The distiller's toolkit

There's a gap between understanding distillation and actually running one. This is the field guide to the tools that close it. They cluster into five groups: logit/hidden-state trainers, synthetic-data generation, on-policy trainers, prune-then-distill, and managed cloud services.

1. Logit & hidden-state trainers

These do "classical" distillation — matching the teacher's outputs or internals.

Hugging Face TRL — GKDTrainer — the mainstream open-source path. It implements Generalized Knowledge Distillation, wraps the familiar SFTTrainer, and takes a teacher_model argument. lmbda controls how much on-policy (student-generated) data to use; beta selects the divergence. If you want one tool to start with, start here.
Arcee AI — DistillKit — an open-source toolkit offering two methods: logit-based (KL on soft targets) and hidden-states-based (aligning intermediate representations, which enables cross-architecture distillation). Arcee used offline top-K logit distillation to build SuperNova-70B from Llama-3.1-405B — and published the logits dataset.
torchtune — PyTorch/Meta's native fine-tuning library with built-in KD recipes (single-device and distributed via FSDP). Its flagship example distills Llama-3.1-8B into Llama-3.2-1B.
unsloth — memory- and speed-optimized fine-tuning (up to ~80% less VRAM). It's the popular choice for the DeepSeek-R1 recipe: plain SFT on a teacher's reasoning traces.

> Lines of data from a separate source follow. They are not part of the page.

PR #6790, opened 2023-04-12
Throw exception when attribute value type is modified

### LINKED ISSUE #6789: Modifying an attribute value type neither throws exception nor has effects
## Description
Trying to redefine an attribute type as follows throw an exception as expected:

```typeql
define 
redefine-me sub attribute, value long;
define
redefine-me value string;

# Exception:
# [TYW15] Invalid Type Write: An attribute value type (in this case 'STRING') can only be set onto an attribute type (in this case 'redefine-me') when it was defined for the first time.
```

However, the following query does not:

```typeql
define 
redefine-me sub attribute, value long;
define
redefine-me sub attribute, value string;

# Success
```
## Environment

1. OS (where TypeDB server runs): macOS Ventura { e.g. Mac OS 10, Windows 10, Ubuntu 16.4, etc. }
2. TypeDB version (and platform): 2.16.1
3. TypeDB client: BDD/Studio
4. Other environment details:

## Reproducible Steps
As in the description

## Expected Output
The following error message
```
 [TYW15] Invalid Type Write: An attribute value type (in this case 'STRING') can only be set onto an attribute type (in this case 'redefine-me') when it was defined for the first time.
```
## Actual Output
Query succeeds and commits.

krishnangovindraj:
Throw an exception when a `define` query attempts to modify the an existing the attribute type with a different value type.

* Throw an exception when a `define` query attempts to modify the redefine the attribute type with a different value type.

- fixes #6789

### DIFF
--- a/query/Definer.java
+++ b/query/Definer.java
@@ -195,7 +195,7 @@ public class Definer {
                 else if (!supertype.isRoot()) valueType = supertype.asAttributeType().getValueType();
                 else throw TypeDBException.of(ATTRIBUTE_VALUE_TYPE_MISSING, labelConstraint.label());
                 if (thingType == null) thingType = conceptMgr.putAttributeType(labelConstraint.label(), valueType);
-                else if (supertype.isRoot() && !valueType.equals(thingType.asAttributeType().getValueType())) {
+                else if (!valueType.equals(thingType.asAttributeType().getValueType())) {
                     throw TypeDBException.of(ATTRIBUTE_VALUE_TYPE_MODIFIED, valueType, labelConstraint.label());
                 }
                 thingType.asAttributeType().setSupertype(supertype.asAttributeType());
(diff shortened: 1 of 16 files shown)


query/Definer.java
```diff
@@ -195,6 +195,9 @@ private ThingType defineSub(ThingType thingType, SubConstraint subConstraint, Ty
                 else if (!supertype.isRoot()) valueType = supertype.asAttributeType().getValueType();
                 else throw TypeDBException.of(ATTRIBUTE_VALUE_TYPE_MISSING, labelConstraint.label());
                 if (thingType == null) thingType = conceptMgr.putAttributeType(labelConstraint.label(), valueType);
+                else if (supertype.isRoot() && !valueType.equals(thingType.asAttributeType().getValueType())) {
```
krishnangovindraj, line 198: If super type is not root, a more appropriate error is throw.

flyingsilverfin (approved):

PR #6793, opened 2023-04-14
Replace schema export formatter with TypeQL formatter

flyingsilverfin:

We replace the custom schema formatter in TypeDB with TypeQL's native pretty-print capability. This means that all changes to the standard way to format TypeQL schemas wil be automatically reflected upon updating the TypeQL dependency in the future.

A caveat worth knowing: axolotl, despite its popularity, treats distillation as not a first-class feature. People pair its SFT with teacher-generated data rather than doing true logit distillation. Don't reach for it expecting a teacher_model knob.

2. Synthetic-data generation

Much modern distillation is really "have the teacher write the training set, then fine-tune." The dedicated tool here is:

distilabel (Argilla / Hugging Face) — a framework for building synthetic-data pipelines: chains of Steps and Tasks where a teacher LLM generates and annotates data — instructions, preference pairs for DPO, reasoning traces. It's not a trainer; it's the data factory that feeds one.

3. On-policy trainers

For the on-policy frontier, TRL's GKDTrainer (above) is again the primary open path — set lmbda toward the student's own generations. This is where most 2025–2026 reasoning work happens.

4. Prune-then-distill

NVIDIA NeMo + TensorRT Model Optimizer (ModelOpt) + Minitron — the production prune-then-distill stack. ModelOpt prunes (linear layers, heads, MLP, depth) and then distills against the unpruned teacher to recover accuracy. Minitron is the resulting model family (Llama-3.1-Minitron-4B, Nemotron Nano v2 9B). The recipe reaches a strong small model with up to 40× fewer training tokens than from scratch.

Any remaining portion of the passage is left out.